家族と離れ離れになることに葛藤を抱えながら、名古屋に避難した女性の姿を追いました。

5月29日、名古屋・栄で行われたロシアのウクライナ侵攻に対する抗議デモ。この地方に住むウクライナ人ら、およそ100人が伝統的な花の刺繍などが施された「ヴィシヴァンガ」と呼ばれる民族衣装を着て平和を訴えました。

抗議デモには、軍事侵攻を逃れ、ウクライナから避難してきた人たちも参加しました。


(ウクライナ避難民 マリアさん)
「避難できたのはうれしいけど家族に会いたい。戦争が終わったらすぐにでも、また一緒に暮らしたいです」


ウクライナ東部の都市・クラマトルスク出身のマリアさん(21)。名古屋市内に住む叔母のマリーナさんを頼って5月、避難してきました。


5月12日、およそ3年ぶりの再会…

しかし、マリアさんは日本へ避難するにあたり、葛藤があったといいます。

(ウクライナ避難民 マリアさん)
「ウクライナとは全く別の世界にいるみたい。同じ世界とは思えないわ」

ことし4月、マリアさんの故郷・クラマトルスクの駅が爆撃を受け、子どもを含む50人以上が死亡。マリアさんは、すでに家族と一緒にウクライナの西側に避難していたため、無事でした。

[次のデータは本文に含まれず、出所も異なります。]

PR #651, opened 2022-08-11
Linked list was created

KosatskiyKirill:


src/main/java/core/basesyntax/MyLinkedList.java
```diff
@@ -3,45 +3,149 @@
...
+                requiredNode = requiredNode.next;
+            }
+        } else {
+            requiredNode = tail;
+            for (int i = size - 1; i > index; i--) {
+                requiredNode = requiredNode.prev;
+            }
+        }
+        return requiredNode;
+    }
```
Rossoline, line 129: You can simplify it to one loop.

src/main/java/core/basesyntax/MyLinkedList.java
```diff
@@ -3,45 +3,149 @@
...
+            }
+        } else if (requiredNode == tail) {
+            tail = tail.prev;
+            tail.next = null;
+            size--;
+        } else {
+            requiredNode.next.prev = requiredNode.prev;
+            requiredNode.prev.next = requiredNode.next;
+            size--;
+        }
```
Rossoline, line 149: make only one size -- in the end of method

Rossoline (changes requested):

src/main/java/core/basesyntax/MyLinkedList.java
Rossoline: all method `searchNodeByIndex`

KosatskiyKirill: Yes, but then i must always started of head and i don't wont it

Rossoline (approved):

Sofasmile (changes requested):

src/main/java/core/basesyntax/MyLinkedList.java
```diff
@@ -26,9 +26,10 @@ public void add(T value, int index) {
         }
         if (index == size) {
             add(value);
+            return;
         } else {
```
Sofasmile, line 30: we can remove else block because previous block contains `return`

Sofasmile (changes requested):

PR #665, opened 2022-08-31
First solution of LinkedList HM

slvkobzar:


src/main/java/core/basesyntax/MyLinkedList.java
```diff
@@ -1,47 +1,146 @@
 package core.basesyntax;
 
 import java.util.List;
+import java.util.Objects;
```
aaananas, line 4: image

aaananas (changes requested):

src/main/java/core/basesyntax/MyLinkedList.java
```diff
@@ -3,45 +3,144 @@
...
 
     @Override
     public boolean remove(T object) {
+        for (int i = 0; i < size; i++) {
+            if (object == findNode(i).element || object != null
+                    && object.equals(findNode(i).element)) {
+                remove(i);
+                return true;
+            }
+        }
```
aaananas, line 80:
```suggestion
        for (Node<T> node = head; head != null; node = node.next) {
            if (node.value == value || value != null && value.equals(node.value)) {
               unlink(node);
               return true;
            }
        }
        return false;
```
using findNode(i) like this is not a good idea, because you invoke this method and iterate almost over the whole list 2 times for each current iteration
there is no need for this, because you can iterate over the actual nodes, and pass the node with the value that is to be removed to a unlink method

src/main/java/core/basesyntax/MyLinkedList.java
```diff
@@ -3,45 +3,144 @@
...
+            return;
+        }
+        Node currentNode = findNode(index);
+        if (index == 0) {
+            Node newNode = new Node(null, value, currentNode);
+            currentNode.prev = newNode;
+            head = newNode;
+        } else {
+            Node newNode = new Node(currentNode.prev, value, currentNode);
+            currentNode.prev.next = newNode;
```
aaananas, line 39:
```suggestion
        if (index == 0) {
            Node newNode = new Node(null, value, head);
            head.prev = newNode;
            head = newNode;
        } else {
            Node currentNode = findNode(index);
            Node newNode = new Node(currentNode.prev, value, currentNode);
            currentNode.prev.next = newNode;
```
no need to look for a node if you know that its head

src/main/java/core/basesyntax/MyLinkedList.java
```diff
@@ -3,45 +3,144 @@
...
 
     @Override
     public void add(T value, int index) {
+        if (index < 0 || index > size) {
+            throw new IndexOutOfBoundsException("Index out of range");
+        }
+        if (index == size) {
+            add(value);
+            return;
+        }
```
aaananas, line 31:
```suggestion
        if (index == size) {
            add(value);
            return;
        }
        checkIndex(index);
```

aaananas: it will work perfectly

aaananas (changes requested):

aaananas (approved):

PR #667, opened 2022-09-04
added solution

roman680:


src/main/java/core/basesyntax/MyLinkedList.java
```diff
@@ -3,45 +3,138 @@
...
+        } else {
+            current = tail;
+            for (int i = size - 1; i > index; i--) {
+                current = current.prev;
+            }
+        }
+        return current;
+    }
+
+    private void removeNode(Node<T> current) {
```
zachar-chorny, line 111:
```suggestion
    private void unlink(Node<T> current) {
```

src/main/java/core/basesyntax/MyLinkedList.java
```diff
@@ -3,45 +3,138 @@
...
+                current = current.next;
+            }
+        } else {
+            current = tail;
+            for (int i = size - 1; i > index; i--) {
+                current = current.prev;
+            }
+        }
+        return current;
+    }
```
zachar-chorny, line 109: It's better to transfer this logic to get() method, because otherwise there is only one line, and use get method instead of findNode method

src/main/java/core/basesyntax/MyLinkedList.java
```diff
@@ -3,45 +3,138 @@
...
     @Override
     public boolean isEmpty() {
-        return false;
+        return size == 0;
+    }
+
+    private Node<T> findNode(int index) {
+        if (index >= size || index < 0) {
+            throw new ArrayIndexOutOfBoundsException("Index of bounds: " + index);
+        }
```
zachar-chorny, line 95: Put this check in a separate method and use it in all methods where you work with the index

zachar-chorny (changes requested):

src/main/java/core/basesyntax/MyLinkedList.java
roman680: Why did I need to do this if every time when I'm working with index I'm using findNode method that include this check?

kozhukhovsky (approved):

その後、マリアさんの母親はポーランドに避難し、マリアさんも日本に避難。しかし、父親と兄は今もウクライナに残っています。



(ウクライナ避難民 マリアさん)
「家族がバラバラになってしまったので、とても心配。でも私たちの力では、どうすることもできないのが一番つらい」

家族と離れたくないと、当初は日本に避難することを拒んでいたというマリアさん。それでも、日本に来るよう説得したのは、マリアさんのことを、実の子どものように思う叔母のマリーナさんでした。



(叔母のマリーナさん)
「ウクライナにいて仕事もできない。住むところもない。勉強もできない。何もできない。人生を止めないように。人生を止めるのはもったいない」

3日、名古屋市内で開かれた、ウクライナからの避難民を対象にした日本語教室。そこには、日本語の習得に懸命なマリアさんの姿がありました。


(ウクライナからの避難民 マリアさん)
「日本語を覚えて早く仕事をしたり、日本人の友人をつくったりしたいわ。日本に来ることには迷いもあったけど、今は一刻も早く戦争が終わることを願って、自分ができることをやっていきたい」


人生を止めない。マリアさんの歩みはきょうも名古屋で重ねられています。